With Jet’s March sale of 10% off, the price is a little less when purchased with the stand. 

Any advice or experience with these lathes and companies?  Is the low speed torque an issue at all with the Jet?  And build quality differences or service experience between the brands?

Thanks in advance,

Danny


Sent from my iPad using Penturners.org mobile app


----------



## More4dan (Feb 22, 2019)

I’ve also looked at the lathes from HF, Grizzly, PSI, and Delta.  The HF and Grizzly lathes were 1/2 to 3/4 HP, the PSI had a shorter throw from the tail stock, I drill a lot on the lathe. 

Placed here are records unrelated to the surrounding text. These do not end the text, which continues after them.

Issue #35, opened 2026-04-20
Allow typing X/Y position percentages in addition to using sliders


aunger:
## Feature Request

The overlay button position is currently set only via sliders for X and Y percentage. Users should also be able to type a value directly for more precise control.

## Desired Changes

- Next to (or below) each position slider, add a numeric text input field displaying the current percentage value.
- Editing the text field should update the slider and the overlay position, and vice-versa (two-way binding).
- Input should be validated/clamped to the range 0–100.

Issue #34, opened 2026-04-20
Reduce default camera-close detection interval to 50ms; make it configurable in Advanced Settings


aunger:
## Feature Request

The overlay currently takes ~500ms to disappear after the camera app is closed. This feels sluggish.

## Desired Changes

1. **Lower the default polling/check interval** from ~500ms to **50ms** so the overlay dismisses much more quickly after the camera closes.
2. **Expose this interval as a setting** on the Advanced Settings screen so users can tune it.
   - Use a plain numeric input field (no slider widget).
   - Label: something like "Camera close detection interval (ms)".
   - Store the value in the existing shared preferences.

PR #37, opened 2026-04-20
Implement #34 & #35: debounce config + X/Y text inputs

aunger:
- Lower CAMERA_DEBOUNCE_MS default from 500ms to 50ms (#34)
- Add PREF_CAMERA_DEBOUNCE_MS preference; PrefsManager exposes
  cameraDebounceMs with the 50ms default as fallback
- OverlayService passes prefsManager.cameraDebounceMs to
  OverlayServiceLogic so the live value is used at service start
- Advanced Settings: numeric text field for camera close detection
  interval (ms), no slider (#34)
- Advanced Settings: OutlinedTextField beside each position label
  for X and Y, two-way synced with their sliders (#35)

https://claude.ai/code/session_01ECHfLGnE1PKXZCDXaa6Zx3

### DIFF
--- a/app/src/main/java/com/gb4pc/Constants.kt
+++ b/app/src/main/java/com/gb4pc/Constants.kt
@@ -13,7 +13,7 @@ object Constants {
     const val MAX_SIZE_PERCENT = 30.0f
 
     // Camera debounce delay (DT-04)
-    const val CAMERA_DEBOUNCE_MS = 500L
+    const val CAMERA_DEBOUNCE_MS = 50L
 
     // UsageStats query window (DT-02)
     const val USAGE_STATS_WINDOW_MS = 5000L
@@ -35,6 +35,7 @@ object Constants {
     const val PREF_GALLERY_PACKAGE = "gallery_package"
     const val PREF_OVERLAY_POSITIONS = "overlay_positions"
     const val PREF_SETUP_COMPLETED = "setup_completed"
+    const val PREF_CAMERA_DEBOUNCE_MS = "camera_debounce_ms"
 
     // Secure viewer
     const val SESSION_TIMESTAMP_TOLERANCE_MS = 2000L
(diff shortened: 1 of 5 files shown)


aunger:
## Implementation summary

### #34 — Camera close detection interval

- `CAMERA_DEBOUNCE_MS` lowered from 500 ms to **50 ms** as the new default.
- Valid range enforced as **10–1000 ms** (`MIN_CAMERA_DEBOUNCE_MS` / `MAX_CAMERA_DEBOUNCE_MS`). The 10 ms floor prevents flicker from transient camera releases during mode switches; 1 s is a reasonable ceiling.
- `PrefsManager.cameraDebounceMs` persists the value (falls back to the 50 ms default). `OverlayService.onCreate` passes it into `OverlayServiceLogic`, which stores it for the lifetime of the service — changing the setting takes effect on the next service restart, noted in the UI.
- Advanced Settings gains a plain numeric `OutlinedTextField` (no slider) labelled **"Camera close detection interval (ms, 10–1000)"**. Saving happens on Done/IME; invalid or out-of-range input reverts to the last saved value.

### #35 — Typed X/Y/size position inputs

- Each of the three position controls (X, Y, Size) now has an `OutlinedTextField` alongside its label, showing the current percentage with a `%` suffix.
- Typing live-moves the slider (clamped to the field's valid range); the value is saved and the text reformatted to `"%.2f"` only on Done/IME — no per-keystroke prefs writes, consistent with `onValueChangeFinished` on the sliders.
- The Reset button restores all three float states and all three text states to defaults.

### Review cycle notes

An expert review pass after the initial implementation caught and fixed:
- `LocalFocusManager` captured inside the `Scaffold` content lambda — hoisted to the top of the composable.
- X/Y fields were calling `savePosition()` on every keystroke; moved to `commitXText()` / `commitYText()` called on Done.
- Debounce field was saving on every keystroke and accepted unbounded values; moved to `commitDebounceText()` on Done with proper clamp + revert logic.
- Addenda then updated the debounce range from 0–5000 to 10–1000 and extended the text-input treatment to the Size field.

---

The Delta 46-460 was on the short list till I did some digging on the motor. The replacement motor for the Delta was listed as only 3/4 HP. All the add copy list the motor as 1 HP max. Instead of just 1 HP. Either the speed control is over clocking the motor or they are taking some creative license in their rating. HF does similar by rating their motors by the current draw when the shaft is locked under load (max HP). HP is  actually calculated by multiplying torque times rpm, so no spin no real HP. 

Danny


Sent from my iPad using Penturners.org mobile app


----------



## robersonjr (Feb 22, 2019)

Like everyone else, we all have our own opinion. As an owner of a Laguna and a past owner of a Jet, my vote goes to the Laguna. Although I do not have the 1216, if it is anything like its big brother, you will love it. I cannot say anything bad about the Jet, mine was a very good lathe but I really like the Laguna much better.  Good luck  V/R Robbie


----------



## Charlie_W (Feb 22, 2019)

I’ve not seen or tried the Laguna...it appears to have some good features. I simply cannot figure out why they made it with 16” between centers.....only 1” more than a mini lathe. Looks like it would limit your ability to drill peppermills or hollow taller vessels.

My vote goes to the Jet Midi. As you said...5 year warranty and it has been out and tested for a while and has a good track record.


----------



## Brotherdale (Feb 23, 2019)

I have the Jet 1015vs and I really like it... but wish I had a little more length for larger pepper mills and such. Wish I had the 1221vs


----------



## Sataro (Feb 23, 2019)

I just purchased a Jet 1221 on craigslist. I was looking at purchasing the Laguna 1216 but found the Jet with 2 Nova chucks plus a few tools at a decent price so I went with it. I’ve been using the Delta 46-460. Been very happy with the performance of the Delta but my variable speed has been giving me some issues. It wants to run wide open. I can blow some air in the back of the housing & that will clear it up for a while. I’ve had several Jet lathes before & never any issues with them.


----------



## More4dan (Feb 23, 2019)

robersonjr said:


> Like everyone else, we all have our own opinion. As an owner of a Laguna and a past owner of a Jet, my vote goes to the Laguna. Although I do not have the 1216, if it is anything like its big brother, you will love it. I cannot say anything bad about the Jet, mine was a very good lathe but I really like the Laguna much better.  Good luck  V/R Robbie





Thanks Robbie


Sent from my iPad using Penturners.org mobile app


----------



## More4dan (Feb 23, 2019)

Charlie_W said:


> I’ve not seen or tried the Laguna...it appears to have some good features. I simply cannot figure out why they made it with 16” between centers.....only 1” more than a mini lathe. Looks like it would limit your ability to drill peppermills or hollow taller vessels.
> 
> 
> 
> My vote goes to the Jet Midi. As you said...5 year warranty and it has been out and tested for a while and has a good track record.





Great suggestion about pepper mills, something I want to do. 

Danny


Sent from my iPad using Penturners.org mobile app


----------



## More4dan (Feb 23, 2019)

Sataro said:


> I just purchased a Jet 1221 on craigslist. I was looking at purchasing the Laguna 1216 but found the Jet with 2 Nova chucks plus a few tools at a decent price so I went with it. I’ve been using the Delta 46-460. Been very happy with the performance of the Delta but my variable speed has been giving me some issues. It wants to run wide open. I can blow some air in the back of the housing & that will clear it up for a while. I’ve had several Jet lathes before & never any issues with them.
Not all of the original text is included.